Aim of the task =
Return, from the listing below, each line where the word "messages" appears.
******
PR #2357, opened 2023-04-25
Make facade scheduling dynamic 

ABrain7710:
**Description**
- Currently facade initialization tasks are not being scheduled often enough to ensure there are always repos available to be collected by the facade collection tasks. To solve this, @IsaacMilarky and I came up with a solution that limits the number of cloning tasks and collection tasks we start based on the number of each task we start rather than just saying a specific number of repos for each can run. This is best explained with examples.
For example. 
Say there are 500 repos ready to be cloned. This is what the augur collection monitor would start each minute, assuming that all the clones finished in the minute, and the collection tasks also finished. If they didn't, then less tasks would be scheduled
1. 108 cloned 0 collected
2. 108 cloned 21 collected
3. 108 cloned 21 collected
4. 108 cloned 21 collected
5. 68 cloned 24 collected
6. 0 cloned 30 collected
6. 0 cloned 30 collected

As you can see, this process prioritizes cloning repos while still giving some room in the queue to start collecting some of the repos. Then eventually once all of the repos are cloned the whole queue is used for collection. Essentially the process starts up to 108 cloning jobs and up to 30 collection jobs depending on how many clones are running.

Note: All 30 of the collection jobs should finish each minute if the repos have less than 600 commits. If we wanted to keep the pipe full the entire minute for repos with an average of 100 commits, then we would need to schedule around 75-100 repos. I just started with 30 repos so that we were at least collecting for the whole minute when the repos are around 600 commits. Also these numbers are taken from some of the chaoss repos commit counts and how long they took to run through facade collection, repos with larger or smaller commits could yield slightly different results. The goal I'm shooting for is minimizing downtime in the queue since we are scheduling the smallest repos first

**Signed commits**

### DIFF
--- a/augur/tasks/start_tasks.py
+++ b/augur/tasks/start_tasks.py
@@ -273,6 +273,46 @@ def start_secondary_collection(session,max_repo, days_until_collect_again = 1):
         )
 
 
+
+def start_facade_collections(session, pipe_size, clone_percentage=0.6):
+
+    # for facade collection we are maintaining a pipe size,
+    # this is the number of messages that can be added to the queue at a time for facade
+    # each clone task is counted for 1, each collection task is counted for 12 since those 
+    # are the number of messages they add to the queue
+    
+    # also the clone percentage determines how much of the pipe is dedicated to clone tasks
+    # after cloning is done, the rest of the pipe is filled with collection tasks
+
+    cloning_section_size = pipe_size * clone_percentage
+    cloning_count = len(session.query(CollectionStatus).filter(CollectionStatus.facade_status == CollectionState.INITIALIZING.value).all())
+
+    # remove the number of repos that are already being cloned from cloning_section_size
+    cloning_section_size = cloning_section_size - cloning_count
+
+    # start cloning tasks until the cloning_section is full. We passing cloning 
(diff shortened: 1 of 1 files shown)


IsaacMilarky (changes requested):
I think that these methods should share a pipe size value. As it stands the pipe is split down the middle 50/50 where half of it can have facade collection and half can have clone/update.
This is because start_facade_collection only considers other facade_collection jobs when it checks how many jobs are running in the pipe and start_facade_clone_update only considers other clone/update jobs when it checks how many jobs are running in the pipe.
Effectively we have two separate checks where 15 spots are reserved for collection and 15 are reserved for clone/update
 
What I think we want is being able to completely fill the pipe with facade collection jobs if we have enough cloned repositories to do so. If we have a pipe size of n we want to first attempt to schedule n repos for start_facade_collection. Then, if we ended up starting m repos instead where m < n we should then call start_facade_clone_update with a max_repo value of n - m.

For example, say we have a pipe size of 30. We would first try to schedule 30 repos in start_facade_collection. Turns out we could only schedule 20 repos. At that point we would call start_facade_clone_update with a max_repo of 10.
******
Solved problem =
+    # this is the number of messages that can be added to the queue at a time for facade
+    # are the number of messages they add to the queue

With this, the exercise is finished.